▸ **What this task involves**
From the data underneath, reproduce exactly the stretch that begins at the line with "bean defining annotation." and ends after the line with "Added a commit".

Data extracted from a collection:
____________

PR #566, opened 2021-11-29
Allow @Enhancement to not restrict the types based on annotations

### LINKED ISSUE #564: @Enhancement(withAnnotations = ...) restricts usability of non-annotated classes added via @Discovery
We (actually @manovotn) just found that the `@Enhancement` annotation's `withAnnotations` member restricts how non-annotated classes may be used. The way `withAnnotations` is currently specified, it expects that all classes processed via `@Enhancement` have _some_ annotation (preferrably a bean defining annotation, but `withAnnotations = Annotation.class` means _any_ annotation is enough). That constraint exists for annotation processors.

That seems entirely reasonable for classes that are subject to normal bean discovery, because CDI Lite only has annotated discovery. However, for classes that are added to bean discovery through `@Discovery`, maybe that is too strict? What if I want to add a non-annotated class through `@Discovery` and then give it a bean defining annotation in `@Enhancement`?

@graemerocher do you think that would be possible in an annotation processor?

If so, I can see several options:

- add yet another marker annotation similar to `Enhancement.BeanDefiningAnnotations`, something like `Enhancement.NoneRequired` (this is still constrained to _discovered_ classes, as currently defined, no change on that front);
- make `withAnnotations = {}` mean "any classes, even classes without annotations" (this is still constrained to _discovered_ classes, as currently defined, no change on that front);
- some other way to express this?

We may also want to change the default. Currently, `withAnnotations` defaults to `BeanDefiningAnnotations.class`, which makes sense in my opinion, but diverges from what Portable Extensions do (there, there's no annotation constraint by default).

If not, then ... well ... maybe we could make `ScannedClasses.add()` return a `ClassConfig` to be able to add annotations in the `@Discovery` phase, before `@Enhancement`? (I'd prefer not, but if it would be the only way, then it's better than nothing.)

If not even that, then I don't know and we have a problem :-)

Ladicek:
Fixes #564

I intentionally split this into 2 commits:

1. Make `@Enhancement(withAnnotations = {})` mean "no restriction on annotations". That is, types without annotations added through `@Discovery` may be subject to `@Enhancement`. The default is still `BeanDefiningAnnotations.class`.
2. Chagne the default value to an empty array, to align with Portable Extensions.

That's because I'm pretty sure we'd have a consensus on item 1, but not necessarily on item 2.

### DIFF
--- a/api/src/main/java/jakarta/enterprise/inject/build/compatible/spi/Enhancement.java
+++ b/api/src/main/java/jakarta/enterprise/inject/build/compatible/spi/Enhancement.java
@@ -13,7 +13,7 @@ import java.lang.annotation.Target;
  * In the following text, the term <em>expected types</em> denotes the set of types defined by
  * the {@link #types() types}, {@link #withSubtypes() withSubtypes} and {@link #withAnnotations() withAnnotations}
  * members of the {@code @Enhancement} annotation. The term <em>discovered types</em> denotes
- * the subset of <em>expected types</em> that were discovered during bean discovery.
+ * the subset of <em>expected types</em> that were discovered during type discovery.
  * <p>
  * Methods annotated {@code @Enhancement} must declare exactly one parameter of one of these types:
  * <ul>
--- a/api/src/main/java/jakarta/enterprise/inject/build/compatible/spi/Enhancement.java
+++ b/api/src/main/java/jakarta/enterprise/inject/build/compatible/spi/Enhancement.java
@@ -72,20 +72,24 @@ public @interface Enhancement {
      * parameter of any member of the type, or as a meta-annotation on any annotation
      * that is considered by these rules.
      * <p>
-     * Defaults to the {@linkplain BeanDefiningAnnotations set of bean defining annotations}.
+     * If empty, the set of <em>expected types</em> is not narrowed down in any way.
+     * If {@code java.lang.Annotation} is present, the set of <em>expected types</em>
+     * is narrowed down to types that use any annotation.
+     * The {@link BeanDefiningAnnotations @BeanDefiningAnnotations} marker type may
+     * be used to narrow down the set of <em>expected types</em> to types that use
+     * any bean defining annotation.
      * <p>
-     * If empty, or if {@code java.lang.Annotation} is present, all annotations are used.
-     * That is, the set of <em>expected types</em> is narrowed down to the set of types
-     * that use any annotation.
+     * Defaults to the {@linkplain BeanDefiningAnnotations set of bean defining annotations}.
      *
      * @return types of annotations that must be present on the <em>expected types</em>
      */
     Class<? extends Annotation>[] withAnnotations() default BeanDefiningAnnotations.class;
 
     /**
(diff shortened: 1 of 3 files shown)


graemerocher:
It should be noted somewhere that if a bean defining annotation is not specified then then enhancement applies to all types discovered via annotations or added via the discovery phase, but not every type in the application

Ladicek:
I think that directly follows from the `@Enhancement` javadoc/specification. It's probably not the best text I ever wrote, but it should be very clear in that `@Enhancement` only ever applies to types discovered during bean discovery.

Ladicek:
Though currently the text says "that were discovered during bean discovery", which is something I discussed with @manovotn  and @mkouba at length on Friday. I'll change that to say "during type discovery".

Ladicek:
Added a commit with clarifications of type discovery / bean discovery.

graemerocher (approved):

manovotn (approved):
Looks good, thanks @Ladicek!

api/src/main/java/jakarta/enterprise/inject/build/compatible/spi/Enhancement.java
```diff
@@ -72,20 +72,25 @@
...
+    Class<? extends Annotation>[] withAnnotations() default {};
 
     /**
-     * Marker annotation type that represents set of bean defining annotations after
-     * the {@link Discovery @Discovery} phase is finished. That is, it includes custom
-     * normal scope annotations as well as custom stereotypes.
+     * Marker annotation type that, for the purpose of {@link Enhancement#withAnnotations()},
+     * represents set of bean defining annotations after the {@link Discovery @Discovery}
+     * phase is finished. That is, it includes custom normal scope annotations as well as
+     * custom stereotypes.
```
manovotn, line 93: @Ladicek I have been thinking about this some more and I am not sure if `BeanDefiningAnnotations`  makes much sense with latest change (i.e. if it is justifiable to have that coded into spec).
Setting aside that I am not sure how well can we filter out classes with just custom stereotypes (which I will try to figure tomorrow), in what case would you want to filter for these classes? With annotated mode, this basically translates to "all classes". The only ones which are potentially omitted are those added by build compatible extensions that that don't have any annotation on them. That, to me, seems like a weird filter but maybe I am just not seeing the use case.

graemerocher: The idea was to indicate document that in annotated mode only classes with at least a bean definition annotation are processed. Having said that there is no technical reason for needing the annotation itself and maybe it is just documentation.

Ladicek: I had to think about this for a while, but @manovotn is right. During type discovery, we discovery classes with a BDA and classes added via extension in `@Discovery`. Classes added via extension automatically get `@Dependent` if they don't have a BDA already. So saying "only process classes that were discovered during type discovery and have a BDA" is basically equivalent to "only process classes that were discovered during type discovery".

PR #573, opened 2021-12-03
Improve ambiguous dependency resolution spec working

scottkurz:
Signed-off-by: Scott Kurz <skurz@us.ibm.com>

I find this wording confusing and am at least trying to understand if not clarify the intent.
This might seem pedantic but maybe this is just a beginner's POV.

Does my new text capture the correct meaning?  If so, I think it is a better wording.

If we say "A" is the set of  "eligible beans that are not alternatives selected for the application" and "B" is the set of " producer methods and fields of beans that are alternatives."... then I think the spec is saying the CDI impl eliminates the set A and takes the set B.  

But you can read this a certain way to say that the CDI impl eliminates "A - B", i.e. that B is some subset of A that we do NOT eliminate.    And maybe you're thinking that makes no sense.. but I'm just saying it could be clearer.

Of possibly I am completely misunderstanding.

### DIFF
--- a/spec/src/main/asciidoc/core/injectionandresolution.asciidoc
+++ b/spec/src/main/asciidoc/core/injectionandresolution.asciidoc
@@ -106,7 +106,7 @@ An _unsatisfied dependency_ exists at an injection point when no bean is eligibl
 An _ambiguous dependency_ exists at an injection point when multiple beans are eligible for injection to the injection point.
 
 When an ambiguous dependency exists, the container attempts to resolve the ambiguity.
-The container eliminates all eligible beans that are not alternatives selected for the application, except for producer methods and fields of beans that are alternatives.
+The container eliminates all eligible beans that are not alternatives selected for the application, and selects only those producer methods and fields of beans that are alternatives.
 If:
 
 * there is exactly one bean remaining, the container will select this bean, and the ambiguous dependency is called resolvable.
--- a/spec/src/main/asciidoc/core/injectionandresolution_full.asciidoc
+++ b/spec/src/main/asciidoc/core/injectionandresolution_full.asciidoc
@@ -149,7 +149,7 @@ A special set of rules, defined in <<delegate_assignable_parameters>>, apply if 
 In addition to rules defined in <<ambig_names>>, the following rules apply.
 
 When an ambiguous name exists, the container attempts to resolve the ambiguity.
-The container eliminates all eligible beans that are not alternatives selected for the bean archive or selected for the application, except for producer methods and fields of beans that are alternatives.
+The container eliminates all eligible beans that are not alternatives selected for the application, and selects only those producer methods and fields of beans that are alternatives.
 
 [[client_proxies_full]]
 


spec/src/main/asciidoc/core/injectionandresolution.asciidoc
```diff
@@ -106,7 +106,7 @@ An _unsatisfied dependency_ exists at an injection point when no bean is eligibl
 An _ambiguous dependency_ exists at an injection point when multiple beans are eligible for injection to the injection point.
 
 When an ambiguous dependency exists, the container attempts to resolve the ambiguity.
-The container eliminates all eligible beans that are not alternatives selected for the application, except for producer methods and fields of beans that are alternatives.
+The container eliminates all eligible beans that are not alternatives selected for the application, and selects only those producer methods and fields of beans that are alternatives.
```
Ladicek, line 109: I don't think this is an equivalent change. Say I have the following set of beans that are eligible for injection to one injection point:

* `A`: class-based bean, not alternative
* `B`: class-based bean, alternative, but not selected (doesn't have `@Priority`)
* `C`: class-based bean, alternative, selected for the application (has `@Priority`)
* `D`: producer-based bean, not alternative
* `E`: producer-based bean, alternative, but not selected
* `F`: producer-based bean, alternative, selected for the application

Then, in this first step, the container is supposed to eliminate `A` (not an alternative), `B` (not selected), and `D` (producer, but not an alternative). Beans `{C, E, F}` remain. Under your proposal, `C` would be eliminated as well.

Ladicek: (I'm actually not exactly sure what should happen to `E`, or if `E` may even exist, considering the below expectation that the remaining beans should have a priority. But that's orthogonal to the present question :-) )

scottkurz: Thank you for explaining @Ladicek .   

I wasn't reading that correctly and wasn't getting differentiating between "class" and "producer-based" beans, (lacking the context to appreciate that this was a dimension where things might differ).     

Well, I like the way you explained it to me better ;) but I see there isn't already a "class-based" vs. "producer-based" breakdown already in the spec... and maybe I'm the only one confused, so  thanks for the quick response just for my personal education here.

Ladicek: The terms "class-based bean" or "producer-based bean" are colloquial. The spec calls "class-based beans" _managed beans_, and "producer-based" are often called just _producer methods_ and _producer fields_.

Ladicek: Also I'd like to point out that the phrase "producer methods and fields of beans that are alternatives" may be interpreted in 2 ways:

1. producer methods/fields that define beans that are, themselves, alternatives;
2. producer methods/fields that are declared by a bean that is an alternative

My explanation above implies the 1st interpretation, though I'm not exactly sure that's correct :-) In any case, the explanation still holds.

PR #574, opened 2021-12-07
Move getInjectableReference method from BeanContainer to BeanManager

### LINKED ISSUE #568: BeanContainer#getInjectableReference should probably be on BeanManager instead
`BeanContainer` API currently houses `getInjectableReference(InjectionPoint ij, CreationalContext<?> ctx)` which was originally on `BeanManager`.

After some discussion with @Ladicek we arrived at the conclusion that this doesn't make much sense.
In Lite, you don't have access (via `BeanContainer`) to programmatic creation of `InjectionPoint` because that's based off the former metadata model (`AnnotatedType` and friend). You cannot store them from extensions either so your means of getting hold of them are very limited. Possibly only to creating a class directly implementing an IP which, again, requires usage of the `Annotated*` metamodel.

Therefore, we should move this method back to `BeanManager`.
Note that recently we changed the wording so that implementations in Lite are allowed to support `BeanManager` in some limited form as well meaning that if this functionality turns out to be needed, it can still be implemented without breaking spec compatibility.

manovotn:
Fixes #568

### DIFF
--- a/api/src/main/java/jakarta/enterprise/inject/spi/BeanContainer.java
+++ b/api/src/main/java/jakarta/enterprise/inject/spi/BeanContainer.java
@@ -10,7 +10,6 @@ import jakarta.enterprise.inject.AmbiguousResolutionException;
 import jakarta.enterprise.inject.Default;
 import jakarta.enterprise.inject.Instance;
 import jakarta.enterprise.inject.Stereotype;
-import jakarta.enterprise.inject.UnsatisfiedResolutionException;
 
 import java.lang.annotation.Annotation;
 import java.lang.reflect.Type;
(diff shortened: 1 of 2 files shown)


Ladicek (approved):

Emily-Jiang:
Can you explain why the method needs to be moved to BeanManager?

manovotn:
@Emily-Jiang the linked issue explains it - in short it is very hard (in Lite) to get hold of `InjectionPoint` which is a parameter needed for this method. Therefore, you are highly unlikely to invoke this method in purely CDI Lite.
Note that Lite impls can still implement it if they wish to since we allow them to use `BeanManager` which will retain this method anyway.

Emily-Jiang:
okay, thanks @manovotn ! For some strange reason, I did not see the linked issue on this PR when I looked. I might have missed it. Your explanation makes sense.

PR #577, opened 2021-12-07
Move the session scope to CDI Full

Ladicek:
When I was reviewing the remaining CDI 4.0 work, I realized we kept the session scope in CDI Lite. I believe it should be moved to CDI Full, because:

- the session scope is not actually defined at all in Core CDI
- the definition in CDI EE heavily relies on the Servlet API, which isn't even proposed to be part of the Jakarta EE 10 Core Profile (per https://eclipse-ee4j.github.io/jakartaee-platform/jakartaee10/JakartaEE10CoreProfileRelasePlan)
- modern application architectures often don't rely on in-memory HTTP sessions at all (and we've deliberately left passivation out of Lite)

____________

▸ **Answer to the exercise**
+     * any bean defining annotation.
      * <p>
-     * If empty, or if {@code java.lang.Annotation} is present, all annotations are used.
-     * That is, the set of <em>expected types</em> is narrowed down to the set of types
-     * that use any annotation.
+     * Defaults to the {@linkplain BeanDefiningAnnotations set of bean defining annotations}.
      *
      * @return types of annotations that must be present on the <em>expected types</em>
      */
     Class<? extends Annotation>[] withAnnotations() default BeanDefiningAnnotations.class;
 
     /**
(diff shortened: 1 of 3 files shown)


graemerocher:
It should be noted somewhere that if a bean defining annotation is not specified then then enhancement applies to all types discovered via annotations or added via the discovery phase, but not every type in the application

Ladicek:
I think that directly follows from the `@Enhancement` javadoc/specification. It's probably not the best text I ever wrote, but it should be very clear in that `@Enhancement` only ever applies to types discovered during bean discovery.

Ladicek:
Though currently the text says "that were discovered during bean discovery", which is something I discussed with @manovotn  and @mkouba at length on Friday. I'll change that to say "during type discovery".

Ladicek:
Added a commit with clarifications of type discovery / bean discovery.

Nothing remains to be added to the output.